第3章 14:洞窟の宝
森の奥深くへと続く獣道を抜けた先に、その洞窟は口を開けていた。
苔むした岩肌に覆われ、昼間だというのに内部は闇に沈んでいる。
──古代の宝物が眠っている。
村から受けたその報告。
冒険者は胸を静かに高鳴らせていた。
一歩足を踏み入れると、ひんやりとした空気が肌を撫でる。足元は湿った石が転がり、不用意に踏み出せば簡単に体勢を崩しそうだった。
慎重に、息を殺しながら進む。
壁際には古い罠の名残があり、天井からは今にも崩れ落ちそうな岩が不穏な影を落としている。
それでも、注意深く観察する。
一つひとつ危険を避けて進んだ先──
洞窟の最奥で、古びた宝箱は静かに佇んでいた。
宝箱は想像以上に重かった。
両腕にずしりとした感触が伝わる。落とせば中身だけでなく、自分の命も危うい。
ゆっくりと、確実に運び出す。
途中、小さな落石が足元をかすめたが、咄嗟に身を引いてやり過ごした。
「安全第一で行動すれば、冒険も成果に変わる」
自分に言い聞かせるように呟きながら、洞窟を後にした。
村へ戻ると、宝箱を目にした村人たちは一斉に息を呑み、次の瞬間、歓声と笑顔に包まれた。
その宝は単なる財宝ではなく、村の歴史を記した品や、生活を支える道具だったのだという。
宝が村の未来に役立つと知り、胸の奥に静かな誇りが灯った。
しかし、冒険はそれで終わりではなかった。
その日の夕方、村の長老チータが困った顔で呼び止めた。
「実はのう、冒険者……。
長年使ってきた家の屋根や家具が、もう限界でな」
戦いではなく、修繕の依頼。
当然、引き受ける。
ハンマーと手袋を手に取り、村人たちと力を合わせる。
木材を運び、
釘を打ち、
軋んでいた屋根を直す。
傷んだ家具を磨き、埃だらけだった床を掃くと、家は少しずつ元の温もりを取り戻していった。

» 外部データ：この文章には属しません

Issue #8291, opened 2020-09-30
LDAP [Default, 1-5] settings form


marshmalien:
##### ISSUE TYPE
 - Feature Idea

URL: `/next/settings/ldap/:category/edit`

* Help text should be displayed in the form field popover
* Handle errors
* Internalization

##### ISSUE TYPE
 - Feature Idea

#### LDAP Default
  * LDAP Server URI
	  * Text
  * LDAP Bind DN
	  * Text
  * LDAP Bind Password
	  * Encrypted
  * LDAP User DN Template
	  * Text
  * LDAP Group Type
	  * Group
  * LDAP Require Group 
	  * Text
  * LDAP Deny Group
	  * Text
  * LDAP Start TLS
	  * Toggle
  * LDAP User Search
	  * CodeMirror
  * LDAP Group Search
	  * CodeMirror
  * LDAP User Attribute Map
	  * CodeMirror
  * LDAP Group Type Parameters
	  * CodeMirror
  * LDAP User Flags by Group
	  * CodeMirror
  * LDAP Organization Map
	  * CodeMirror
  * LDAP Team Map
	  * CodeMirror
  * Action Buttons
	  * Save
	  * Cancel
	  * Revert all

<img width="894" alt="Screen Shot 2020-09-30 at 4 47 52 PM" src="https://user-images.githubusercontent.com/15881645/94737957-b1275c80-033c-11eb-975e-9f6667477b43.png">

tiagodread:
Tests covered by https://github.com/ansible/tower-qa/pull/5846

PR #8761, opened 2020-12-04
Add all github category setting edit forms

marshmalien:
##### SUMMARY
Issue: #8288
This PR adds the following github category forms:
* Default `/settings/github/default/edit`
* Organization `/settings/github/organization/edit`
* Team `/settings/github/team/edit`
Screen Shot 2020-12-04 at 3 55 47 PM

##### ISSUE TYPE

 - Feature Pull Request

##### COMPONENT NAME

 - UI

PR #8781, opened 2020-12-07
Add all LDAP (Default, 1-5) setting forms

marshmalien:
##### SUMMARY
Issue: https://github.com/ansible/awx/issues/8291
This PR adds LDAP setting forms Default, 1-5. 

Screen Shot 2020-12-04 at 4 20 40 PM

##### ISSUE TYPE

 - Feature Pull Request

##### COMPONENT NAME

 - UI


awx/ui_next/src/screens/Setting/LDAP/LDAPEdit/LDAPEdit.jsx
```diff
@@ -1,25 +1,218 @@
...
+
+function LDAPEdit() {
+  const history = useHistory();
+  const { isModalOpen, toggleModal, closeModal } = useModal();
+  const { PUT: options } = useSettings();
+  const {
+    params: { category },
+  } = useRouteMatch('/settings/ldap/:category/edit');
+  const ldapCategory =
+    category === 'default' ? 'AUTH_LDAP_' : `AUTH_LDAP_${category}_`;
```
jakemcdermott, line 44: This is cool. The mutli-ldap subcategories were tough to deal with in the classic ui. Generating some route keys for the different ldap configs and using `ldapCategory` to reference the fields solves that problem. :+1:

awx/ui_next/src/screens/Setting/LDAP/LDAPEdit/LDAPEdit.jsx
```diff
@@ -1,25 +1,218 @@
...
+      [`${ldapCategory}USER_FLAGS_BY_GROUP`]: formatJson(
+        form[`${ldapCategory}USER_FLAGS_BY_GROUP`]
+      ),
+      [`${ldapCategory}USER_SEARCH`]: formatJson(
+        form[`${ldapCategory}USER_SEARCH`]
+      ),
+    });
+  };
+
+  const handleRevertAll = async () => {
```
jakemcdermott, line 131: @marshmalien Is there a way to use `ldapCategory` in the revert handler? The current implementation will revert the settings across the different ldap configs (default->5). I think that might be unexpected for some. It's also different from the other auth settings screens . The [github auth settings](https://github.com/ansible/awx/pull/8761/files), for example, reverts only what's on the tab.

marshmalien: Yes, good catch and an oversight on my part. I agree, this would be unexpected and we should definitely revert them by category.

marshmalien: Fixed in 79c0529

jakemcdermott (approved):

tiagodread:
This looks great!

The screenshot below is a real config that really works and might be better if the fields width gets bigger (entire line) just because the configs for LDAP can be large. cc @one-t 

image


The only ask is that we change the data-cy attributes to data-ouia-id's if possible

marshmalien:
Latest UX changes include: 
* Dynamically resize codemirror height 
* Show placeholder text in codemirror inputs
* Expand select form fields to full width per @one-t's suggestions
* Add ouiaId props 
Screen Shot 2021-01-13 at 2 46 22 PM

tiagodread:
recheck

tiagodread (approved):
This is awesome 👏🏽 
Tests covered by https://github.com/ansible/tower-qa/pull/5846

tiagodread:
regate

Issue #7004, opened 2020-05-12
Empty state appears briefly after adding a survey


appuk:
##### ISSUE TYPE
 - Bug Report

##### SUMMARY
After adding a Survey, the Empty state page appears briefly before the survey list actually populates with the newly added survey

##### STEPS TO REPRODUCE
1. Create a JT
2. Go to the surveys tab
3. Add a new survey
4. click save

##### EXPECTED RESULTS
The page should be directed to the Survey list page and the newly added survey should be present

##### ACTUAL RESULTS
The page redirects to the Survey list page, but it does not populate the survey list immediately causing it to show the Empty state for like a second
This also causes Flake in the Cypress tests, but overall the behavior is a bit annoying

![survey](https://user-images.githubusercontent.com/11617351/81752280-3047f100-947f-11ea-9784-8f64b9447b1d.gif)

unlikelyzero:
still an issue. Should be tracking in https://github.com/ansible/awx/issues/4212

tiagodread:
This was fixed by https://github.com/ansible/awx/pull/8802, once this PR is merged we can safely close this issue

tiagodread:
Fixed

PR #8802, opened 2020-12-09
Adds Spinner to Loading state

AlexSCorey:
##### SUMMARY
This addresses #4212 and offers a POC for how some changes that would need to be made throughout the app with Hosts as the example.  One other thing that I introduce here is default `isLoading` state for useRequest. To do this I pass a boolean value to useRequest.  Looking for feedback on implementation here.  Once we are good with that I can fine tune and make adjustments throughout.

##### ISSUE TYPE
 - Feature Pull Request

##### COMPONENT NAME
 - UI

##### ADDITIONAL INFORMATION
loading

### DIFF
--- a/awx/ui_next/src/components/LoadingSpinner/LoadingSpinner.jsx
+++ b/awx/ui_next/src/components/LoadingSpinner/LoadingSpinner.jsx
@@ -1,0 +1,23 @@
+import React from 'react';
+
+import { Spinner } from '@patternfly/react-core';
+import styled from 'styled-components';
+
+const UpdatingContent = styled.div`
+  position: fixed;
+  top: 50%;
+  left: 50%;
+  z-index: 300;
+  width: 100%;
+  height: 100%;
+  & + * {
+    opacity: 0.5;
+  }
+`;
+
+const LoadingSpinner = () => (
+  <UpdatingContent>
+    <Spinner />
+  </UpdatingContent>
+);
+export default LoadingSpinner;
--- a/awx/ui_next/src/screens/Host/Host.jsx
+++ b/awx/ui_next/src/screens/Host/Host.jsx
@@ -1,4 +1,4 @@
-import React, { useEffect, useState } from 'react';
+import React, { useCallback, useEffect } from 'react';
 import { withI18n } from '@lingui/react';
 import { t } from '@lingui/macro';
 import {
@@ -20,29 +20,22 @@ import HostDetail from './HostDetail';
 import HostEdit from './HostEdit';
 import HostGroups from './HostGroups';
 import { HostsAPI } from '../../api';
+import useRequest from '../../util/useRequest';
 
 function Host({ i18n, setBreadcrumb }) {
-  const [host, setHost] = useState(null);
-  const [contentError, setContentError] = useState(null);
-  const [hasContentLoading, setHasContentLoading] = useState(true);
-
   const location = useLocation();
   const match = useRouteMatch('/hosts/:id');
+  const { error, isLoading, result: host, request: fetchHost } = useRequest(
+    useCallback(async () => {
+      const { data } = await HostsAPI.readDetail(match.params.id);
+      setBreadcrumb(data);
+      return data;
+    }, [match.params.id, setBreadcrumb])
+  );
 
   useEffect(() => {
-    (async () => {
-      setContentError(null);
-      try {
-        const { data } = await HostsAPI.readDetail(match.params.id);
-        setHost(data);
-        setBreadcrumb(data);
-      } catch (error) {
-        setContentError(error);
-      } finally {
-        setHasContentLoading(false);
-      }
-    })();
-  }, [match.params.id, location, setBreadcrumb]);
+    fetchHost();
+  }, [fetchHost, location]);
 
   const tabsArray = [
     {
@@ -77,7 +70,7 @@ function Host({ i18n, setBreadcrumb }) {
     },
   ];
 
-  if (hasContentLoading) {
+  if (isLoading) {
     return (
       <PageSection>
         <Card>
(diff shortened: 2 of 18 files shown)


awx/ui_next/src/screens/Host/Host.jsx
```diff
@@ -116,23 +101,25 @@ function Host({ i18n, setBreadcrumb }) {
...
-            <Route path="/hosts/:id/groups" key="groups">
-              <HostGroups host={host} />
-            </Route>,
-            <Route path="/hosts/:id/completed_jobs" key="completed-jobs">
-              <JobList defaultParams={{ job__hosts: host.id }} />
-            </Route>,
-          ]}
+
+          <Route path="/hosts/:id/details" key="details">
+            {isLoading ? <ContentLoading /> : <HostDetail host={host} />}
```
jlmitch5: I understand we are going to need to do some across-the-app kind of changes.

Is there a way we can use this `isLoading ? <ContentLoading /> : <Screen />` pattern always?  if there are some that we have to do this, and then sometimes you have to pass as prop, it's going to be make it more difficult to implement as well as when we add new views.

awx/ui_next/src/screens/Template/TemplateList/TemplateList.jsx
```diff
@@ -163,7 +163,7 @@ function TemplateList({ i18n }) {
   const addButton = (
     <AddDropDownButton key="add" dropdownItems={addDropDownButton} />
   );
-
+  console.log(isLoading, 'isLoading');
```
jlmitch5: remove this log

jlmitch5 (changes requested):
Love the feature, would be great if there was a consistent way of doing it across all views in the app.  I'd definitely prefer not passing as props if we can just render it at the route level.

For screens that make requests, they can set isLoading internally and render the ContentLoading component, I think that's fine.

awx/ui_next/src/screens/Host/Host.jsx
AlexSCorey: Sometimes, if the child component does not make any api calls on its own I can just put the content loading like isLoading ? <contentLoading> : <screen> other times, if the child or grand child makes api calls I need to pass the loading state down so that it doesn’t flash the loading screen

awx/ui_next/src/components/LoadingSpinner/LoadingSpinner.jsx
```diff
@@ -0,0 +1,26 @@
+import React from 'react';
+
+import { Spinner as PFSpinner } from '@patternfly/react-core';
+import styled from 'styled-components';
+
+const Spinner = styled(PFSpinner)`
+  position: fixed;
+  top: 50%;
+  left: 50%;
```
keithjgrant, line 9: This doesn't exactly center the element; it puts the top left corner in the center. You probably want something more like

```
top: calc(50% - 28px);
left: calc(50% - 28px);
```
(28px is about half the spinner's size)

awx/ui_next/src/components/LoadingSpinner/LoadingSpinner.jsx
```diff
@@ -0,0 +1,26 @@
...
+`;
+const UpdatingContent = styled.div`
+  position: absolute;
+  width: 100%;
+  height: 100%;
+  z-index: 300;
+  & + * {
+    opacity: 0.5;
+  }
+`;
```
keithjgrant: the `z-index` is the only style doing anything here. delete the rest

awx/ui_next/src/components/LoadingSpinner/LoadingSpinner.jsx
```diff
@@ -0,0 +1,26 @@
+import React from 'react';
+
+import { Spinner as PFSpinner } from '@patternfly/react-core';
+import styled from 'styled-components';
+
+const Spinner = styled(PFSpinner)`
```
keithjgrant: nit-picky, but it makes more sense to me to list the container (`UpdatingContent`) above the spinner

AlexSCorey:
Loading state meetings decisions reached:

- For Loading state: As a first step simply swap out the add the Spinner to the Content loading component without adjusting which components are rendering a loading state. From there see if we can eliminate as much flashing ass possible. Also initiate useRequest with isLoading=true state to eliminate the rendering of  ContentError before the request is fired off/`isLoading` is true.
For spinner vs skeleton: Spinner first and then consider and implement skeleton where appropriate.

jlmitch5 (approved):
Based on our meeting, I'm happy with the path we are moving forward with the loading state, great job on this Alex!

unlikelyzero:
@tiagodread this will be a great use of the cy.route2 network delay intercept

tiagodread:
Hey @AlexSCorey found so far:

- JT Schedules tab showing the spinner twice:

schedules

tiagodread:
@AlexSCorey verified that the loading spinner is displayed in several places like, lists, details, forms, etc. Here are places where doesn't contain loading spinner while the data is been fetched

- Dashboard 
- Workflow Approvals -> Item details 
- Job Templates -> Survey tab
- Inventories list (tables) sort, search, pagination
- Organization list (tables) sort, search, pagination

tiagodread:
This PR isn't fixing the problem https://github.com/ansible/awx/issues/7004, still an issue @AlexSCorey

tiagodread:
Trying to edit a host, after hit save button the data isn't updated on the details view, we have 2 faling tests because of it.

edit-host

unlikelyzero:
@AlexSCorey @tiagodread @one-t let's sync tomorrow on how this transition state impacts our lighthouse performance score. Shouldn't take more than 15 minutes

tiagodread (approved):
All items were addressed, tests covered manually and https://github.com/ansible/tower-qa/pull/5861

PR #8833, opened 2020-12-10
Sync the is_superuser flag when the members relationship changes

AlanCoding:
This was giving the wrong behavior before.

work started by @rebeccahhh at

https://github.com/ansible/awx/compare/devel...rebeccahhh:devel

### DIFF
--- a/awx/main/signals.py
+++ b/awx/main/signals.py
@@ -123,10 +123,23 @@ def sync_superuser_status_to_rbac(instance, **kwargs):
 
 def sync_rbac_to_superuser_status(instance, sender, **kwargs):
     'When the is_superuser flag is false but a user has the System Admin role, update the database to reflect that'
-    if kwargs['action'] in ['post_add', 'post_remove']:
-        if instance.singleton_name == ROLE_SINGLETON_SYSTEM_ADMINISTRATOR:
-            new_status_value = bool(kwargs['action'] == 'post_add')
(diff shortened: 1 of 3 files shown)


awx/main/signals.py
```diff
@@ -121,6 +121,27 @@ def sync_superuser_status_to_rbac(instance, **kwargs):
         Role.singleton(ROLE_SINGLETON_SYSTEM_ADMINISTRATOR).members.remove(instance)
 
 
+def sync_rbac_to_superuser_status(instance, sender, **kwargs):
+    'When the is_superuser flag is false but a user has the System Admin role, update the database to reflect that'
+    if kwargs['action'] in ['post_add', 'post_remove', 'post_clear']:
+        new_status_value = bool(kwargs['action'] == 'post_add')
+        if hasattr(instance, 'singleton_name'):  # duck typing, role.members.add() vs user.roles.add()
```
AlanCoding, line 128: If someone hates me too bad for this, you could use the `reverse` kwarg, but how do you know at a glance which is the reverse and which is the non-reverse?

rebeccahhh (approved):
we have passing testing

awx/main/signals.py
jbradberry: I was going to say something about the use of `singleton_name` here, but apparently that's an actual field on the `Role` model.

jbradberry (approved):
This looks reasonable to me.

PR #8865, opened 2020-12-11
Improve the behavior of EE resolution for ad hoc commands

jbradberry:
##### SUMMARY
- call resolve_execution_environment during AdHocCommand.save()
- wrap the fallback call of the resolver in tasks.py in disable_activity_stream()

##### ISSUE TYPE
 - Feature Pull Request

##### COMPONENT NAME
 - API

##### AWX VERSION
```
awx: 16.0.0
```

### DIFF
--- a/awx/main/tasks.py
+++ b/awx/main/tasks.py
@@ -882,8 +882,11 @@ class BaseTask(object):
 
     def build_execution_environment_params(self, instance):
         if instance.execution_environment_id is None:
-            self.instance = instance = self.update_model(
-                instance.pk, execution_environment=instance.resolve_execution_environment())
+            from awx.main.signals import disable_activity_stream
+
+            with disable_activity_stream():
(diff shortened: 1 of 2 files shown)


awx/main/tasks.py
```diff
@@ -882,8 +882,11 @@ def get_path_to(self, *args):
 
     def build_execution_environment_params(self, instance):
         if instance.execution_environment_id is None:
-            self.instance = instance = self.update_model(
-                instance.pk, execution_environment=instance.resolve_execution_environment())
+            from awx.main.signals import disable_activity_stream
+
+            with disable_activity_stream():
+                self.instance = instance = self.update_model(
+                    instance.pk, execution_environment=instance.resolve_execution_environment())
```
AlanCoding, line 889: I don't think this should ever be needed in this new system, but it shouldn't do harm

AlanCoding (approved):

PR #8867, opened 2020-12-11
Wrap functions in useCallback to avoid extra requests

nixocio:
Wrap functions in useCallback to avoid extra requests.

`make ui-devel` I noticed a few extra requests with the build.

with useCallback.

image

without useCallback.

image


jakemcdermott (approved):

jakemcdermott:
e2e is :green_circle: : except for a known flakey test that's on devel: https://dashboard.cypress.io/projects/ui2mq7/runs/3616/overview

This is a refactor and tests lgtm - merging.

Issue #7692, opened 2020-07-21
Support promptable fields on schedules


mabashian:
##### ISSUE TYPE
 - Feature Idea

##### SUMMARY
When creating/editing a schedule for a JT or a WFJT we need to expose fields that are promptable on launch in the form so that the user can specify values for those fields before saving the schedule.  In the old UI we exposed all the promptable fields (except extra variables) through a button beneath the form like so:

![schedule_prompts](https://user-images.githubusercontent.com/9889020/88088499-80ff5880-cb58-11ea-9fc9-6930f27988e8.gif)

~~We could follow the same pattern in ui_next but I've never really loved that pattern and it's a bit of a one-off solution.  I can't think of any other forms where some of the fields are in the form and the rest are in a modal that gets opened after clicking a button.  We did that originally because we could reuse the launch prompt code and get it done pretty quickly.  I feel like these prompts are _part_ of the form and while it _could_ make the form quite long (particularly the survey portion) I'm wondering if these promptable fields should just be included in the form.  This would reduce clicks and potentially make the schedule form much easier to read/understand if all the fields were visible in once place.~~

There's also odd inconsistencies with extra variables where that gets shown in the form and not in the modal.  I just feel like it'd be better if it was all in one form or if we rethought the UX of creating a schedule in general.

@trahman73 @wenottingham I'm open to discussion on this one if you all have strong feelings and/or other ideas.

UI team decided to duplicate the workflow from the old ui.  1 thing to consider, and an areas of improvement, is to figure out a way to let the user know that there is some missing, required, prompt data (ie. inventory). @trahman73

mabashian:
I'm going to mark this as blocked until we nail down the UX

unlikelyzero:
To the future tester: we should audit cypress/integration/job-templates/job-template-prompt-on-launch.spec.js for applicable testcases

AlexSCorey:
after conversation with @trahman73 @mabashian @wenottingham we decided that this issue should utilize a single form that has headers for the Schedule form, and then a sub section for the Promptable fields. Will probably need another sub section to differentiate Surveys from the rest of the Promptable fields.  Mock up to come....

AlexSCorey:
Met with the UI team today to discuss this issue. We decided that for several reasons we will duplicate the workflow on from the old ui.

unlikelyzero:
These may or may not need to split out into this ticket https://github.com/ansible/awx/issues/8692

tiagodread:
[...]

Issue #6510, opened 2020-03-31
Prompted fields on schedules are broken


dsesami:
EDIT: see https://github.com/ansible/awx/issues/6510#issuecomment-692930141

##### ISSUE TYPE
- Bug/Feature-ish

##### SUMMARY
Follow-up to work in https://github.com/ansible/awx/issues/5859

See this screenshot:
![Screenshot from 2020-03-31 15-09-59](https://user-images.githubusercontent.com/19942822/78066651-5a2bd500-7363-11ea-909d-cacfb6ab0fc2.png)

"Prompted Fields" doesn't look like a header for a group of items below it. It just looks like a regular item with no value. The work in this involves creating a proper subsection for prompted fields (if any exist) for the schedule.

dsesami:
Prompted fields on a JT schedule are actually entirely broken now and do not appear at all.

![Screenshot from 2020-09-15 15-29-19](https://user-images.githubusercontent.com/19942822/93255694-42f17000-f768-11ea-89b3-0b7037105de6.png)

unlikelyzero:
Note: we should convert the stubs to tests on at least prompts on schedule details

mabashian:
Linking this with #7692

unlikelyzero:
coverage added

PR #8869, opened 2020-12-11
Fix prompted values section of schedule details

mabashian:
##### SUMMARY
link #6510 

Talked with @marshmalien and we came up with this UX pattern:

Screen Shot 2020-12-11 at 11 11 48 AM

We think that this most closely matches the direction that PF is going with subforms.

I made the same UX changes to the PromptDetail component since we also show prompted values in a similar way in that component.

@one-t @unlikelyzero @tiagodread - to whoever tests this.  Note that prompting on the schedules form is not currently supported.  See #7692.  So you'll have to interact with the api to set this up.

##### ISSUE TYPE
 - Bugfix Pull Request

##### COMPONENT NAME
 - UI

### DIFF
--- a/awx/ui_next/src/components/PromptDetail/PromptDetail.jsx
+++ b/awx/ui_next/src/components/PromptDetail/PromptDetail.jsx
@@ -5,7 +5,7 @@ import { withI18n } from '@lingui/react';
 import { t, Trans } from '@lingui/macro';
 import { Link } from 'react-router-dom';
 import styled from 'styled-components';
-import { Chip, Divider } from '@patternfly/react-core';
+import { Chip, Divider, Title } from '@patternfly/react-core';
 import { toTitleCase } from '../../util/strings';
 
 import CredentialChip from '../CredentialChip';
@@ -18,9 +18,19 @@ import PromptInventorySourceDetail from './PromptInventorySourceDetail';
 import PromptJobTemplateDetail from './PromptJobTemplateDetail';
 import PromptWFJobTemplateDetail from './PromptWFJobTemplateDetail';
 
-const PromptHeader = styled.h2`
-  font-weight: bold;
-  margin: var(--pf-global--spacer--lg) 0;
+const PromptTitle = styled(Title)`
+  margin-top: 40px;
+  --pf-c-title--m-md--FontWeight: 700;
+  grid-column: 1 / -1;
+`;
+
+const PromptDivider = styled(Divider)`
+  margin-top: var(--pf-global--spacer--lg);
+  margin-bottom: var(--pf-global--spacer--lg);
+`;
+
+const PromptDetailList = styled(DetailList)`
+  padding: 0px 20px;
 `;
 
 function formatTimeout(timeout) {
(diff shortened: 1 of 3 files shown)


awx/ui_next/src/components/Schedule/ScheduleDetail/ScheduleDetail.jsx
```diff
@@ -140,18 +151,25 @@ function ScheduleDetail({ schedule, i18n }) {
     survey_enabled,
   } = launchData || {};
 
+  const showCredentialsDetail =
+    ask_credential_on_launch && credentials.length > 0;
+  const showInventoryDetail = ask_inventory_on_launch && inventory;
```
marshmalien, line 165: I like these additions. Do you think we should do this for other fields like `ask_skip_tags_on_launch` and `ask_tags_on_launch`?

I created a job template with zero skip tags and selected skip tags prompt on launch. Below we show a Prompted Values section, but no skip tags detail field. Do we want to show an empty Prompted Values section?
Screen Shot 2020-12-11 at 4 17 54 PM

awx/ui_next/src/components/PromptDetail/PromptDetail.jsx
```diff
@@ -18,9 +18,19 @@ import PromptInventorySourceDetail from './PromptInventorySourceDetail';
 import PromptJobTemplateDetail from './PromptJobTemplateDetail';
 import PromptWFJobTemplateDetail from './PromptWFJobTemplateDetail';
 
-const PromptHeader = styled.h2`
-  font-weight: bold;
-  margin: var(--pf-global--spacer--lg) 0;
+const PromptTitle = styled(Title)`
+  margin-top: 40px;
```
marshmalien:
```suggestion
  margin-top: var(--pf-global--spacer--xl);
```
We could make them all PatternFly utility variables. Either way works for me.

awx/ui_next/src/components/PromptDetail/PromptDetail.jsx
```diff
@@ -18,9 +18,19 @@ import PromptInventorySourceDetail from './PromptInventorySourceDetail';
...
+  grid-column: 1 / -1;
+`;
+
+const PromptDivider = styled(Divider)`
+  margin-top: var(--pf-global--spacer--lg);
+  margin-bottom: var(--pf-global--spacer--lg);
+`;
+
+const PromptDetailList = styled(DetailList)`
+  padding: 0px 20px;
```
marshmalien:
```suggestion
  padding: 0px var(--pf-global--spacer--lg);
```

awx/ui_next/src/components/Schedule/ScheduleDetail/ScheduleDetail.jsx
mabashian: Oof, yes I'll make those same changes for those fields.  Good catch.

mabashian:
OK @marshmalien I think this is ready for another look

mabashian:
Before we merge this I need to write better tests around checking for when the `Prompted Values` section is hidden/shown.

marshmalien (approved):
🧨 Tested out the latest changes locally and this look good to me. Thanks for adding test coverage for those two additional cases!

one-t:
This looks good to me- we have a stub for this already in tower-qe.
image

作業の合間に交わされる笑い声や、差し出される水の冷たさが、妙に心地よい。
すべてが終わった頃、チータは深く頭を下げ、満面の笑みで言った。
「本当に助かった、ありがとう!」
その言葉に、胸の奥がじんわりと温かくなる。
私は家の前で大きく深呼吸をした。
洞窟で宝を運んだ時の緊張感と、今ここにある穏やかな達成感。どちらも同じ冒険の一部だ。
剣を振るうだけが冒険じゃない。
この世界で誰かの役に立つこと、その積み重ねが確かな成果になる。
そう実感しながら、今日も静かに一日を終えた。
「あけましておめでとうごさいます!冒険者。
三元日はクエストクリアでお年玉ボーナスがあります!頑張りましょう!」
今日もレベッカが聞いたことがない事を言っている。
三元日って、なんだろう?
お年玉って、なんだろう?
これもまた、
私ではない誰か……なら、分かる事──。